#### [DATA EXTRACT]
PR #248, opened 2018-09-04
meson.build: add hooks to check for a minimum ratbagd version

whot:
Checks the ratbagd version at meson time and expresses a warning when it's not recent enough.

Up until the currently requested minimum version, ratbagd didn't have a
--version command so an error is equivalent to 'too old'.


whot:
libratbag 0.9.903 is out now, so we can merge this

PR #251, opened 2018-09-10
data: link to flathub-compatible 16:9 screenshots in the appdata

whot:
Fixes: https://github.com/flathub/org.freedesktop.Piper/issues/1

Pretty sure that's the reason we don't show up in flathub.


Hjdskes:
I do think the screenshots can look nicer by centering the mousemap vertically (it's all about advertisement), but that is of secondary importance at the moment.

--

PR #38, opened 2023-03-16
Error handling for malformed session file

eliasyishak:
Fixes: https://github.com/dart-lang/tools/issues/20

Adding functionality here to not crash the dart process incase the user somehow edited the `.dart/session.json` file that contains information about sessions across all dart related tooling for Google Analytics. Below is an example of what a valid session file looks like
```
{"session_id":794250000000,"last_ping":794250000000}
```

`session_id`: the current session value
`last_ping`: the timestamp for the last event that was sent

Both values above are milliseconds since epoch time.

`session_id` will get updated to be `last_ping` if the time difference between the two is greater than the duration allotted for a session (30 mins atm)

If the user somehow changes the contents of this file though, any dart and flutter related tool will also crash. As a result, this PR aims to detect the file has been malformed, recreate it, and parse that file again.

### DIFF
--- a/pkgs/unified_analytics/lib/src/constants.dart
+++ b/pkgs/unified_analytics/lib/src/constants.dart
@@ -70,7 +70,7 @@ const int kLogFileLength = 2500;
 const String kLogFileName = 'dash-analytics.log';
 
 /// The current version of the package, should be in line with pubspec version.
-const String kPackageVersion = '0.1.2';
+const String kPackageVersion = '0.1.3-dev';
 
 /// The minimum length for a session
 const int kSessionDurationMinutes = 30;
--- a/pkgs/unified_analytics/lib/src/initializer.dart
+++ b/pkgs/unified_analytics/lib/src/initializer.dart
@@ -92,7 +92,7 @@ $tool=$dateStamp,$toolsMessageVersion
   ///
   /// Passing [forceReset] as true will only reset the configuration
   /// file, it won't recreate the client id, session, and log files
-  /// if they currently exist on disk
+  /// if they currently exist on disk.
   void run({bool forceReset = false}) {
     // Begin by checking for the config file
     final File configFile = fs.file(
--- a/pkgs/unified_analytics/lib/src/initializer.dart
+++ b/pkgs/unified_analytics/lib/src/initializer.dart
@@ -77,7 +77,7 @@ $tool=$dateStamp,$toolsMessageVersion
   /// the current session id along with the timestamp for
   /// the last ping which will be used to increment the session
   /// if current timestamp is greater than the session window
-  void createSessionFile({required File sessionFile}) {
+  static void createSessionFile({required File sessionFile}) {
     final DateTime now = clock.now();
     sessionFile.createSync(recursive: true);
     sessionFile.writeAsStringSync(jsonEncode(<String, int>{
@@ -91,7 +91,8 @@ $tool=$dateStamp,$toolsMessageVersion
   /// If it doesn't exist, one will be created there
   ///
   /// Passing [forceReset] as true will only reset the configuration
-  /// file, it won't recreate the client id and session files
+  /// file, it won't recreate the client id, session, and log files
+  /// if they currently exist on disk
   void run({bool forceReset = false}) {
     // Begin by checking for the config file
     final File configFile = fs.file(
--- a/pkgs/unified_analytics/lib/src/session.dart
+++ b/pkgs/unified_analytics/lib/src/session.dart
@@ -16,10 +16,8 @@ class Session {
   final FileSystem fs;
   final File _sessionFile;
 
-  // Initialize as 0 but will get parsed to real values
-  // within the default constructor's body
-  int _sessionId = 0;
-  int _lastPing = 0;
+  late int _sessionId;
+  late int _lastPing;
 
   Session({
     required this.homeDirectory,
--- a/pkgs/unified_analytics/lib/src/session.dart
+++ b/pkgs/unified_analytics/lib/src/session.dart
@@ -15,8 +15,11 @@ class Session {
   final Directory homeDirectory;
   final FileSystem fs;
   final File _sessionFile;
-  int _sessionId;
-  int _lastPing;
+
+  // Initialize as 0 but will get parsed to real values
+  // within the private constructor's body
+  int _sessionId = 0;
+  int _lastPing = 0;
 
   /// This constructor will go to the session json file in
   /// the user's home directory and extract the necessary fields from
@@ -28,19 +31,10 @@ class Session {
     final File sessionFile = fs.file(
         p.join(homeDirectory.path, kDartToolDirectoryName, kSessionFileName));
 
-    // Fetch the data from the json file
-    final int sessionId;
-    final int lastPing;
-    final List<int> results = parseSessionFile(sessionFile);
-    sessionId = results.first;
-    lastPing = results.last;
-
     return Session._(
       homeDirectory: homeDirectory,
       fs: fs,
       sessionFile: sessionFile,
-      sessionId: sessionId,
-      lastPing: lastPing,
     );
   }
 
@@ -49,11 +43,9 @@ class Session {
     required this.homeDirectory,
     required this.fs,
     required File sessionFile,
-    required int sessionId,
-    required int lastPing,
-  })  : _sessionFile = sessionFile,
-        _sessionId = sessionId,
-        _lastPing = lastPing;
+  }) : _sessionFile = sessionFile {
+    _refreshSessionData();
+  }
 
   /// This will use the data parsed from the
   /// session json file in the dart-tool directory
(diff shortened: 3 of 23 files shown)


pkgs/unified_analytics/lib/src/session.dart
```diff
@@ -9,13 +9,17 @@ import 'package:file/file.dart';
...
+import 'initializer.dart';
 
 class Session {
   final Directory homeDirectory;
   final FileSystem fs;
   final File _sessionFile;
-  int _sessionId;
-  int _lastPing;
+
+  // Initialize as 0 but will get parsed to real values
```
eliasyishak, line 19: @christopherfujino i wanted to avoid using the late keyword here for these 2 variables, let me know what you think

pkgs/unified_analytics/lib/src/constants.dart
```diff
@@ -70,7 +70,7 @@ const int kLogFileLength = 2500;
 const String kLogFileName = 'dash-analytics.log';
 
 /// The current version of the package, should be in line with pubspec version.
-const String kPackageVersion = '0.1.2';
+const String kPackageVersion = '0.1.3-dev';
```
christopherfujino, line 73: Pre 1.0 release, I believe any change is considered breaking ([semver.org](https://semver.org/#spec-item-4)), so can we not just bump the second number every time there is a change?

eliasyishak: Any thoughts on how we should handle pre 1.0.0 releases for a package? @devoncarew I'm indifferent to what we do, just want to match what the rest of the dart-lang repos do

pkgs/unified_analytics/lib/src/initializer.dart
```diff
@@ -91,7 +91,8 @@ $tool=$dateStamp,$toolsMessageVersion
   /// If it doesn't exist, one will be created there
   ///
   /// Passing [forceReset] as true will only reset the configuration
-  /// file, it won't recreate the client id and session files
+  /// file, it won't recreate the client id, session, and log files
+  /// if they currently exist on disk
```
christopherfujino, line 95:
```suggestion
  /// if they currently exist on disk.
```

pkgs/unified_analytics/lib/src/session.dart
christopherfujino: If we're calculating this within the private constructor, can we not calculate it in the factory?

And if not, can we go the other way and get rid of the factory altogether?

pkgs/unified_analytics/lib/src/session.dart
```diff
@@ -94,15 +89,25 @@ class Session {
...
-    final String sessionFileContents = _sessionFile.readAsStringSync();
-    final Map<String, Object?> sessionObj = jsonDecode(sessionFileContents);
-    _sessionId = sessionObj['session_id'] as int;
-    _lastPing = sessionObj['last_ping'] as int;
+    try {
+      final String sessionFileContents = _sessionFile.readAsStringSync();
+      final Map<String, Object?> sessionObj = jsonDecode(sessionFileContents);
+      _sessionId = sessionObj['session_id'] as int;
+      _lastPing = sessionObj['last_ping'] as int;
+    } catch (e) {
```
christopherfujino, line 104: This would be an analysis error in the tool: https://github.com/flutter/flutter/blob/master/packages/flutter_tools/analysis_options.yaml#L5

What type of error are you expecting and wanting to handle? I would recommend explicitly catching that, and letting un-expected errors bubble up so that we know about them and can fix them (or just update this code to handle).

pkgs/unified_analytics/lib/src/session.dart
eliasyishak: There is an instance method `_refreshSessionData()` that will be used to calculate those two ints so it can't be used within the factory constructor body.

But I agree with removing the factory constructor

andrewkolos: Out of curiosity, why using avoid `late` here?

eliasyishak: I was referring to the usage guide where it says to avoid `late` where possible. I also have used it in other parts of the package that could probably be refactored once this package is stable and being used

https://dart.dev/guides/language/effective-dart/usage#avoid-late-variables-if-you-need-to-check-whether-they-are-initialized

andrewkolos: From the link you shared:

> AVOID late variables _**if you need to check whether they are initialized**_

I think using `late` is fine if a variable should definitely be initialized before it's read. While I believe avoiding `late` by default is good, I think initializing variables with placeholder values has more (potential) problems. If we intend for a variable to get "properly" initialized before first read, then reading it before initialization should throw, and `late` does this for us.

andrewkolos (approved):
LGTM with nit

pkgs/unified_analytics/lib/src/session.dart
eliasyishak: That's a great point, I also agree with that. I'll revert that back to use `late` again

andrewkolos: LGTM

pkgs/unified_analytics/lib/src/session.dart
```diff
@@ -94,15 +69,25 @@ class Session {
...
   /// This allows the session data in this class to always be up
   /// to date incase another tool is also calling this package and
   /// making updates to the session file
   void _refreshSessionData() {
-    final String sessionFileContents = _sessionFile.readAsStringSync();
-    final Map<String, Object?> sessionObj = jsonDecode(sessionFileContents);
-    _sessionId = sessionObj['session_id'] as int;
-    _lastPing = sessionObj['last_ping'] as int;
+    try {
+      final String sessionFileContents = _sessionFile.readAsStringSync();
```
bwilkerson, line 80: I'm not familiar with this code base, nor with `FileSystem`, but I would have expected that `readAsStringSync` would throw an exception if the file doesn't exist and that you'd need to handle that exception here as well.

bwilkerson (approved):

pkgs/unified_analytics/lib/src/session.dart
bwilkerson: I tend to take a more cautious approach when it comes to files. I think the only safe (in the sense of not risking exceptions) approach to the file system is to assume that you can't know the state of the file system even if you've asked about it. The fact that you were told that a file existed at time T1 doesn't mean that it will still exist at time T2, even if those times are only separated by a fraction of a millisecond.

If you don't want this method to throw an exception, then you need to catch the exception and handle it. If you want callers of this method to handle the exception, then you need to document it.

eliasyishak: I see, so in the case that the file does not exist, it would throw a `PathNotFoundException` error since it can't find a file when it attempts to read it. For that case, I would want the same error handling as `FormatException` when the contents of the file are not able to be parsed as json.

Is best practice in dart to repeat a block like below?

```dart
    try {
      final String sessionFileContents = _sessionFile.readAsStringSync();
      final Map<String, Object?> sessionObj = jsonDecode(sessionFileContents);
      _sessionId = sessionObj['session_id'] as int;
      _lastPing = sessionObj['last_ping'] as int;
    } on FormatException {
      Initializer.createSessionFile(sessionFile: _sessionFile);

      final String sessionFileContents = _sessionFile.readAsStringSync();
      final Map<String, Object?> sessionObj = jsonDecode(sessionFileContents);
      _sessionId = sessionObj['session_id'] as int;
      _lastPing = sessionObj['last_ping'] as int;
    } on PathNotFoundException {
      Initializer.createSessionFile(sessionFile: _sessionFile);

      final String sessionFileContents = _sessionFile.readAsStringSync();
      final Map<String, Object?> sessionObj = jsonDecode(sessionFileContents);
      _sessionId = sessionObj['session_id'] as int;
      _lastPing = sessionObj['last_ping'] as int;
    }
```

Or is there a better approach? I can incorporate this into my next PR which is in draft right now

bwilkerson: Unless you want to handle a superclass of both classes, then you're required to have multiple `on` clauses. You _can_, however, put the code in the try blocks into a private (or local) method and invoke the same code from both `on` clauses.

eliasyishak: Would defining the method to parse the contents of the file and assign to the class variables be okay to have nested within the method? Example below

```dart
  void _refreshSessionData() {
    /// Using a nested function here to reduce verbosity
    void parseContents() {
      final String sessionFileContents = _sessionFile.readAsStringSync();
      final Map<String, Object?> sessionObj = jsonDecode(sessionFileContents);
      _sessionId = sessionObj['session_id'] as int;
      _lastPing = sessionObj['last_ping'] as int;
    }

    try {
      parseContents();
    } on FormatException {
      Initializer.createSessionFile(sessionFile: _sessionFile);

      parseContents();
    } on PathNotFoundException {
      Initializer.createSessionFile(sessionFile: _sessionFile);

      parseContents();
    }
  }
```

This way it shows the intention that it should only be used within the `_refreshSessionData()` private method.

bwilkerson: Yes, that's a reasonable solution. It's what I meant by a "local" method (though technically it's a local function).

#### [PROBLEM]
Using the records above, restate word for word the lines from the one with "bwilkerson: Unless you" through the one with "bwilkerson: Yes, that's", both included.

#### [ANSWER TO THIS PROBLEM]
bwilkerson: Unless you want to handle a superclass of both classes, then you're required to have multiple `on` clauses. You _can_, however, put the code in the try blocks into a private (or local) method and invoke the same code from both `on` clauses.

eliasyishak: Would defining the method to parse the contents of the file and assign to the class variables be okay to have nested within the method? Example below

```dart
  void _refreshSessionData() {
    /// Using a nested function here to reduce verbosity
    void parseContents() {
      final String sessionFileContents = _sessionFile.readAsStringSync();
      final Map<String, Object?> sessionObj = jsonDecode(sessionFileContents);
      _sessionId = sessionObj['session_id'] as int;
      _lastPing = sessionObj['last_ping'] as int;
    }

    try {
      parseContents();
    } on FormatException {
      Initializer.createSessionFile(sessionFile: _sessionFile);

      parseContents();
    } on PathNotFoundException {
      Initializer.createSessionFile(sessionFile: _sessionFile);

      parseContents();
    }
  }
```

This way it shows the intention that it should only be used within the `_refreshSessionData()` private method.

bwilkerson: Yes, that's a reasonable solution. It's what I meant by a "local" method (though technically it's a local function).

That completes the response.